A Gestalt-terapia é, atualmente, uma das terapêuticas mais usadas com base humanista e fenomenológica. Ainda assim, possui uma gênese centrada na psicanálise e nas filosofias orientais, no entanto, avança sobre estes sistemas de interpretação do mundo e foca nas potencialidades humanas, a partir do reconhecimento de que todo ser humano já dispõe de condições para gerir e curar-se a si próprio. Neste sentido, este conjunto de técnicas e teorias aponta para uma forma de estar no mundo, onde a dimensão do presente é valorizada e o passado só é requisitado na exata medida em que se busca conhecer um ponto de partida. Assim, os gestalt-terapeutas desestimulam veementemente que os clientes ‘façam morada no passado’.

Historicamente, os baluartes da Gestalt-terapia foram o psiquiatra Fritzs Perls, a psicóloga Laura Perls e o sociólogo Paul Goodman.
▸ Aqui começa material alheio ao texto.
PR #2092, opened 2019-12-09
Fix analyzer to work with the new test result operation

ancaantochi:
Change result type to legacytwin and legacydirectmethod because this is what the modules report
fix type value that was set to result


edge-modules/TestAnalyzer/ReportingCache.cs
```diff
@@ -187,8 +187,8 @@ public int Compare(MessageDetails msg1, MessageDetails msg2)
     
     static class TestOperationResultType
     {
-        internal const string AnalyzerDirectMethod = "analyzerdirectmethod";
-        internal const string AnalyzerTwin = "analyzertwin";
+        internal const string AnalyzerDirectMethod = "LegacyDirectMethod";
+        internal const string AnalyzerTwin = "LegacyTwin";
```
and-rewsmith: nit: I agree with module name prefaces when they add context, but here I feel like it might not be needed. The downside to this is if we change the module name we need to update all the fields sharing the preface.

philipktlin: if you want to change values for these constans, please make sure updating the usage of analyzerClient.ReportResultAsync in DirectMethodCloudSender and TwinTester.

Mais á frente, a abordagem passa a ser estruturada a partir de duas correntes, uma teórica/epistemológica – conduzida por Laura – e outra mais focada no desenvolvimento pessoal prático – a partir das contribuições de Fritzs Perls.
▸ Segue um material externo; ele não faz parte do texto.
PR #2096, opened 2019-12-10
Metrics Upload to IoTHub

lfitchett:
Make metrics IoTHub publisher match Damon's changes. It also extends the module client wrapper to include sending a message. There is a follow-up pr that adds retry logic: https://github.com/Azure/iotedge/pull/2100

Atualmente a abordagem é uma referência mundial, com vários institutos presentes em cidades globais, além de ser alvo de um crescente interesse do meio acadêmico. No Brasil, um dos mais profícuos institutos de Gestalt-terapia fica no Rio de Janeiro – o Instituto Carioca de Gestalt-terapia – e é conduzido pela psicóloga Teresa Amorim, que tem mestrado em Psicossociologia de Comunidades e Ecologia Social pela UFRJ (2011) e especialização em Filosofia Contemporânea pela Pontifícia Universidade Católica do Rio de Janeiro (2007).
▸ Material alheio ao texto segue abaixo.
PR #2097, opened 2019-12-10
Add Web controller and storage for TestResultCoordinator

dylanbronson:
Adding API Controller for TestResultCoordinator. 

Also adding Settings and Storage

The WebController is simply a POST request that stores a TestOperationResult object. The storage is split up into rocksDB's for each TestOperationResult source.

The sources are added in the config by adding each source in a string separated by semicolons for each ResultSource and by commas within each ResultSource for the Source string and the Type string


test/modules/TestResultCoordinator/TestOperationResultStorage.cs
```diff
@@ -0,0 +1,84 @@
...
+            catch (Exception ex) when (!ExceptionEx.IsFatal(ex))
+            {
+                Logger.LogError(ex, "Error creating RocksDB store. Falling back to in-memory store.");
+                storeProvider = new StoreProvider(new InMemoryDbStoreProvider());
+            }
+
+            this.resultStores = await this.InitializeStoresAsync(storeProvider, resultSources);
+        }
+
+        private async Task<Dictionary<string, ISequentialStore<TestOperationResult>>> InitializeStoresAsync(StoreProvider storeProvider, List<ResultSource> resultSources)
```
varunpuranik: Avoid private on methods

test/modules/TestResultCoordinator/config/settings.json
```diff
@@ -0,0 +1,5 @@
+{
+  "OptimizeForPerformance": "true",
+  "StoragePath": "",
+  "ResultSources": "loadGen1.send,messages;loadGen2.send,messages;relayer1.receive,messages;relayer2.receive,messages;relayer;relayer1.send,messages;relayer2.send,messages"
```
varunpuranik: Can we make this an array? Or an object?

test/modules/TestResultCoordinator/Startup.cs
```diff
@@ -0,0 +1,38 @@
...
+        public IConfiguration Configuration { get; }
+
+        // This method gets called by the runtime. Use this method to add services to the container.
+        public void ConfigureServices(IServiceCollection services)
+        {
+            services.AddMvc();
+        }
+
+        // TODO: Remove warning disable for Obsolete when project is moved to dotnetcore 3.0
+#pragma warning disable 612, 618
```
varunpuranik: Why do you need this?

test/modules/TestResultCoordinator/config/settings.json
and-rewsmith: If you decide to go with a stringified json array and deserialize in the module, this might be hard to integrate into the pipeline considering the backslash escape chain you have to work around (which behaves differently for linux and windows). I've ran into this issue before which caused problems. If you want to represent objects that aren't stringified, it might be a good idea to set this value in the module twin's desired properties rather than in the environment vars.

test/modules/TestResultCoordinator/Startup.cs
and-rewsmith: This is also in the TestAnalyzer [here](https://github.com/ancaantochi/iotedge/blob/ancan/network-controller/edge-modules/TestAnalyzer/Startup.cs#L25). Looked at the blame and it was taken from this [PR to update dotnet core to 3.0 for arm64](https://github.com/ancaantochi/iotedge/commit/ad345efae692bbf3e28dc3d763f32ab25d667265).

test/modules/TestResultCoordinator/Startup.cs
```diff
@@ -0,0 +1,38 @@
+// Copyright (c) Microsoft. All rights reserved.
+namespace TestResultCoordinator
+{
+    using Microsoft.AspNetCore.Builder;
+    using Microsoft.AspNetCore.Hosting;
+    using Microsoft.Extensions.Configuration;
+    using Microsoft.Extensions.DependencyInjection;
+
+    public class Startup
```
and-rewsmith: We might want to consolidate the Startup classes in TestAnalyzer and here into one class living somewhere shared like ModuleLib

test/modules/TestResultCoordinator/Controllers/TestOperationResultController.cs
```diff
@@ -0,0 +1,20 @@
...
+
+    [Route("api/[controller]")]
+    [ApiController]
+    public class TestOperationResultController : Controller
+    {
+        // POST api/TestOperationResult
+        [HttpPost]
+        public async Task<StatusCodeResult> PostAsync(TestOperationResult result)
+        {
+            await TestOperationResultStorage.Instance.AddTestOperationResultAsync(result);
```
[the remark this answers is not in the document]
philipktlin: In Swagger.yaml and TestOperationResult class, it already validates for required fields.  Other validation should be done in verification stage; in order to minimize the processing time for reporting a test result.

test/modules/TestResultCoordinator/Program.cs
```diff
@@ -12,15 +15,27 @@ class Program
...
         {
+            Logger.LogInformation($"Starting load gen with the following settings:\r\n{Settings.Current}");
+
             // TODO: Add Coordinator logic
             (CancellationTokenSource cts, ManualResetEventSlim completed, Option<object> handler) = ShutdownHandler.Init(TimeSpan.FromSeconds(5), Logger);
 
+            await TestOperationResultStorage.Instance.InitAsync(Settings.Current.StoragePath, new SystemEnvironment(), Settings.Current.OptimizeForPerformance, Settings.Current.ResultSources);
+            Console.WriteLine("TestOperationResultStorage fired up");
+            await CreateWebHostBuilder(args).Build().RunAsync(cts.Token);
+            Console.WriteLine("WebHostBuilder fired up");
```
philipktlin: Move this line up; otherwise this line will be logged until the web service stopped.

test/modules/TestResultCoordinator/Settings.cs
```diff
@@ -0,0 +1,87 @@
...
+                   .SetBasePath(Directory.GetCurrentDirectory())
+                   .AddJsonFile("config/settings.json")
+                   .AddEnvironmentVariables()
+                   .Build();
+
+                return new Settings(
+                    configuration.GetValue("WebhostPort", DefaultWebhostPort),
+                    configuration.GetValue<string>("StoragePath", DefaultStoragePath),
+                    configuration.GetValue<bool>("StorageOptimizeForPerformance", true),
+                    configuration.GetValue<string>("ResultSources", DefaultResultSources));
```
philipktlin: result sources can't be empty; so remove default value here.

test/modules/TestResultCoordinator/config/settings.json
varunpuranik: You should be able to use objects and arrays.. take a look at this example - 
https://github.com/Azure/iotedge/blob/master/edge-hub/src/Microsoft.Azure.Devices.Edge.Hub.Service/DependencyManager.cs#L111

test/modules/TestResultCoordinator/Settings.cs
```diff
@@ -0,0 +1,87 @@
...
+    using Microsoft.Azure.Devices.Edge.Util;
+    using Microsoft.Extensions.Configuration;
+    using Newtonsoft.Json;
+    using Newtonsoft.Json.Serialization;
+
+    [JsonObject(NamingStrategyType = typeof(CamelCaseNamingStrategy))]
+    class Settings
+    {
+        const string DefaultStoragePath = "";
+        const string DefaultWebhostPort = "5001";
```
philipktlin: use ushort

test/modules/TestResultCoordinator/Settings.cs
```diff
@@ -0,0 +1,87 @@
...
+                    configuration.GetValue<string>("StoragePath", DefaultStoragePath),
+                    configuration.GetValue<bool>("StorageOptimizeForPerformance", true),
+                    configuration.GetValue<string>("ResultSources", DefaultResultSources));
+            });
+        Settings(string webhostPort, string storagePath, bool optimizeForPerformance, string resultSources)
+        {
+            this.WebhostPort = Preconditions.CheckNonWhiteSpace(webhostPort, nameof(webhostPort));
+            this.StoragePath = storagePath;
+            this.OptimizeForPerformance = Preconditions.CheckNotNull(optimizeForPerformance);
+            this.ResultSources = this.ParseResultSources(Preconditions.CheckNonWhiteSpace(resultSources, nameof(resultSources)));
```
philipktlin: nit: move "Preconditions.CheckNonWhiteSpace(resultSources, nameof(resultSources))" inside ParseResultSources method.

test/modules/TestResultCoordinator/Startup.cs
philipktlin: Not for now; and TestAnalyzer should be removed in the near future.

test/modules/TestResultCoordinator/TestOperationResultStorage.cs
```diff
@@ -0,0 +1,84 @@
...
+    using Microsoft.Azure.Devices.Edge.Storage.RocksDb;
+    using Microsoft.Azure.Devices.Edge.Util;
+    using Microsoft.Extensions.Logging;
+
+    class TestOperationResultStorage
+    {
+        static readonly ILogger Logger = ModuleUtil.CreateLogger("TestResultCoordinator");
+        Dictionary<string, ISequentialStore<TestOperationResult>> resultStores;
+
+        public static TestOperationResultStorage Instance { get; } = new TestOperationResultStorage();
```
philipktlin: You can initialize this Instance using Settings instead of calling InitAsync later.

test/modules/TestResultCoordinator/TestOperationResultStorage.cs
```diff
@@ -0,0 +1,84 @@
...
+        {
+            ISequentialStore<TestOperationResult> resultStore;
+            if (this.resultStores.TryGetValue(testOperationResult.Source, out resultStore))
+            {
+                await resultStore.Append(testOperationResult);
+                return true;
+            }
+            else
+            {
+                throw new InvalidDataException($"result type should be 'messages', 'directMethod', or 'twin'. Current is '{testOperationResult.Type}'.");
```
philipktlin: This is about no match source; you need to add validation for result type.

test/modules/TestResultCoordinator/TestResultCoordinator.csproj
```diff
@@ -21,16 +21,30 @@
 
   <ItemGroup>
     <PackageReference Include="Microsoft.Extensions.Logging" Version="2.2.0" />
+    <PackageReference Include="Microsoft.AspNetCore" Version="2.1.1" />
```
philipktlin: make sure use existing version in the solution for all dependencies; e.g. AspNetCore uses 2.2.0.

test/modules/TestResultCoordinator/config/settings.json
philipktlin: Varun shared that you can use colon (:) in envrionment variable to represent a json value.  For example, key1: { key1.1:value1.1, key1.2: value1.2}; environment variables should be "key1:key1.1"="value1.1" and "key1:key1.2"="value1.2".

philipktlin: After discussion with Varun, we will hard-code for now and enhance later.

test/modules/TestResultCoordinator/Startup.cs
dylanbronson: Since TestAnalyzer is going away, we won't consolidate right now

test/modules/TestResultCoordinator/config/settings.json
dylanbronson: So we've decided to go with environment variables as objects. But we are going to combine it with the configuration for the Report types. So we are going to do this at a later date.

I've hard coded a sample list that encapsulates the first version of tests we will make, and I've added a TODO to change it when we decide exactly how we will have those env vars.

test/modules/TestResultCoordinator/Program.cs
```diff
@@ -12,15 +15,27 @@ class Program
...
 
-        static async Task Main()
+        static async Task Main(string[] args)
         {
+            Logger.LogInformation($"Starting load gen with the following settings:\r\n{Settings.Current}");
+
             // TODO: Add Coordinator logic
             (CancellationTokenSource cts, ManualResetEventSlim completed, Option<object> handler) = ShutdownHandler.Init(TimeSpan.FromSeconds(5), Logger);
 
+            await TestOperationResultStorage.Instance.InitAsync(Settings.Current.StoragePath, new SystemEnvironment(), Settings.Current.OptimizeForPerformance, Settings.Current.ResultSources);
```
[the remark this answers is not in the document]
dylanbronson: Changed TestOperationResultStorage to be static

test/modules/TestResultCoordinator/Program.cs
```diff
@@ -12,15 +15,27 @@ class Program
...
+            Console.WriteLine("TestOperationResultStorage fired up");
```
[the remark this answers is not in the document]
dylanbronson: Testing remnant that I forgot to clean up. Changed to Logger

test/modules/TestResultCoordinator/Controllers/TestOperationResultController.cs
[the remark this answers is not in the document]
dylanbronson: Added a BadResponse response if validation fails (validation is done in the TestOperationResultStorage class)

test/modules/TestResultCoordinator/TestOperationResultStorage.cs
dylanbronson: Changed this to be a static class, but still using InitAsync

test/modules/TestResultCoordinator/TestOperationResultStorage.cs
dylanbronson: Added type validation.

test/modules/TestResultCoordinator/TestResultCoordinator.csproj
dylanbronson: Updated

test/modules/TestResultCoordinator/TestOperationResultStorage.cs
```diff
@@ -0,0 +1,89 @@
...
+            {
+                baseStoragePath = Path.GetTempPath();
+            }
+
+            string storagePath = Path.Combine(baseStoragePath, "TestResultCoordinator");
+            Directory.CreateDirectory(storagePath);
+            return storagePath;
+        }
+
+        public static async Task<bool> AddTestOperationResultAsync(TestOperationResult testOperationResult)
```
philipktlin: nit: AddResultAsync
```suggestion
        public static async Task<bool> AddResultAsync(TestOperationResult testOperationResult)
```

test/modules/TestResultCoordinator/TestOperationResultStorage.cs
```diff
@@ -0,0 +1,89 @@
...
+        {
+            (string, ISequentialStore<TestOperationResult>) typeAndResultStore;
+            if (resultStores.TryGetValue(testOperationResult.Source, out typeAndResultStore))
+            {
+                if (testOperationResult.Type.Equals(typeAndResultStore.Item1))
```
philipktlin:
```suggestion
                if (string.Equals(testOperationResult.Type, typeAndResultStore.Item1, StringComparison.OrdinalIgnoreCase))
```

test/modules/TestResultCoordinator/TestOperationResultStorage.cs
```diff
@@ -0,0 +1,89 @@
...
+    using Microsoft.Azure.Devices.Edge.Storage;
+    using Microsoft.Azure.Devices.Edge.Storage.RocksDb;
+    using Microsoft.Azure.Devices.Edge.Util;
+    using Microsoft.Extensions.Logging;
+
+    class TestOperationResultStorage
+    {
+        static readonly ILogger Logger = ModuleUtil.CreateLogger("TestResultCoordinator");
+        static Dictionary<string, (string, ISequentialStore<TestOperationResult>)> resultStores;
+
```
ancaantochi: I think the storage should just save the TestOperationResult type based on the source, it should not care about result type

test/modules/TestResultCoordinator/TestOperationResultStorage.cs
```diff
@@ -0,0 +1,89 @@
...
+        public static async Task InitAsync(string storagePath, ISystemEnvironment systemEnvironment, bool optimizeForPerformance, List<ResultSource> resultSources)
+        {
+            StoreProvider storeProvider;
```
yophilav:
``` suggestion
            StoreProvider storeProvider;
            Preconditions.CheckNotNull<ISystemEnvironment >(systemEnvironment);
            Preconditions.CheckNotNull<bool>(optimizeForPerformance);
            Preconditions.CheckNotNull<List<ResultSource>>(resultSources);
```

test/modules/TestResultCoordinator/TestOperationResultStorage.cs
```diff
@@ -0,0 +1,89 @@
...
+            {
+                Logger.LogError(ex, "Error creating RocksDB store. Falling back to in-memory store.");
+                storeProvider = new StoreProvider(new InMemoryDbStoreProvider());
+            }
+
+            resultStores = await InitializeStoresAsync(storeProvider, resultSources);
+        }
+
+        static async Task<Dictionary<string, (string, ISequentialStore<TestOperationResult>)>> InitializeStoresAsync(StoreProvider storeProvider, List<ResultSource> resultSources)
+        {
```
yophilav:
``` suggestion
        {
            Preconditions.CheckNotNull<StoreProvider>(storeProvider);
            Preconditions.CheckNotNull<List<ResultSource>>(resultSources);
```

test/modules/TestResultCoordinator/Program.cs
```diff
@@ -12,15 +15,26 @@ class Program
     {
         static readonly ILogger Logger = ModuleUtil.CreateLogger("TestResultCoordinator");
 
-        static async Task Main()
+        static async Task Main(string[] args)
         {
-            // TODO: Add Coordinator logic
+            Logger.LogInformation($"Starting load gen with the following settings:\r\n{Settings.Current}");
```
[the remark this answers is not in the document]
philipktlin: good catch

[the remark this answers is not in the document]
dylanbronson: Good catch

test/modules/TestResultCoordinator/Settings.cs
```diff
@@ -0,0 +1,83 @@
...
+    using System.Linq;
+    using Microsoft.Azure.Devices.Edge.Util;
+    using Microsoft.Extensions.Configuration;
+    using Newtonsoft.Json;
+    using Newtonsoft.Json.Serialization;
+
+    [JsonObject(NamingStrategyType = typeof(CamelCaseNamingStrategy))]
+    class Settings
+    {
+        const string DefaultStoragePath = "";
```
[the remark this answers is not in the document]
dylanbronson: No. Should it?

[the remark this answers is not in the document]
yophilav: Welp, I just got yelled by it 🤣 
I'd say go ahead and do that anyway to be consistence with other modules.

test/modules/TestResultCoordinator/TestOperationResultStorage.cs
```diff
@@ -0,0 +1,89 @@
...
+            if (resultStores.TryGetValue(testOperationResult.Source, out typeAndResultStore))
+            {
+                if (string.Equals(testOperationResult.Type, typeAndResultStore.Item1, StringComparison.OrdinalIgnoreCase))
+                {
+                    await typeAndResultStore.Item2.Append(testOperationResult);
+                    return true;
+                }
+                else
+                {
+                    string message = $"Result type should be 'messages', 'directMethod', or 'twin'. Current is '{testOperationResult.Type}'.";
```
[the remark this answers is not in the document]
dylanbronson: Yup. Added Enum. 

Relayer and LoadGen will give TestOperationResult

test/modules/TestResultCoordinator/TestOperationResultStorage.cs
```diff
@@ -0,0 +1,89 @@
...
+
+        public static async Task InitAsync(string storagePath, ISystemEnvironment systemEnvironment, bool optimizeForPerformance, List<ResultSource> resultSources)
+        {
+            StoreProvider storeProvider;
+            try
+            {
+                IDbStoreProvider dbStoreprovider = DbStoreProvider.Create(
+                    new RocksDbOptionsProvider(systemEnvironment, optimizeForPerformance),
+                    GetStoragePath(storagePath),
+                    resultSources.Select(r => r.Source));
```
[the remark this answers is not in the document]
dylanbronson: If the container restarts, we expect the storage to persist (append). If the entire image is remade, then we expect the storage to be recreated. This is what currently happens- the same as it is in current TestAnalyzer. 

We currently have no way of not overflowing memory on disk. That feature will be added probably in the next month.

test/modules/TestResultCoordinator/Settings.cs
```diff
@@ -0,0 +1,83 @@
...
+
+                return new Settings(
+                    configuration.GetValue("WebhostPort", DefaultWebhostPort),
+                    configuration.GetValue<string>("StoragePath", DefaultStoragePath),
+                    configuration.GetValue<bool>("StorageOptimizeForPerformance", true));
+            });
+        Settings(ushort webhostPort, string storagePath, bool optimizeForPerformance)
+        {
+            this.WebhostPort = Preconditions.CheckNotNull(webhostPort);
+            this.StoragePath = storagePath;
```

Teresa Amorin, numa entrevista exclusiva para o EnCena, destaca o panorama da Gestalt-terapia no Brasil, além de abordar temas como o ‘self-falso’, o narcisismo, a Teoria Organísmica e a neurose, dentre outros temas. Confira, abaixo, a entrevista na íntegra.

(En)Cena – Hoje provavelmente a senhora é uma das psicólogas mais ativas na Gestalt-terapia, em todo o Brasil. Pelo seu olhar, a que se deve a crescente procura por esta abordagem?

Teresa Amorin – Possivelmente pelo fato de ser uma abordagem com uma linguagem simples, direta, onde a postura do terapeuta precisa ser ativa e acolhedora. Outra grande razão pode ser o fato de a Gestalt-Terapia estar a cada dia mais presente nas universidades e consequentemente com mais visibilidade.

(En)Cena – A Gestalt-terapia tem como uma de suas bases teóricas a Fenomenologia Existencial, com forte ênfase no fenômeno que se apresenta no momento presente. É possível associar as técnicas da Gestalt com o Mindifulness, por exemplo? De que forma?

Teresa Amorin – A Gestalt-Terapia tem como pressupostos filosóficos a Fenomenologia e o Existencialismo, além disso trabalha com o Método Fenomenológico, ou seja, está atenta aos fenômenos que se revelam na sessão terapêutica. Penso que a Gestalt-terapia possui uma variedade de experimentos que tem como objetivo colocar o cliente em contato com a sua questão existencial, que muitas vezes é evitada no processo de “falar sobre”. Nosso convite é para o cliente sair da evitação de contato e “falar com” sua gestalt aberta, por exemplo. A abordagem gestáltica trabalha sempre voltada para o aqui e agora e a conscientização do processo. Gostaria de registrar que não conheço bem a Mindifulness, mas acredito que a Gestalt-terapia não precisa dessa técnica pelo fato de já desenvolver a conscientização e concentração em todo o processo terapêutico.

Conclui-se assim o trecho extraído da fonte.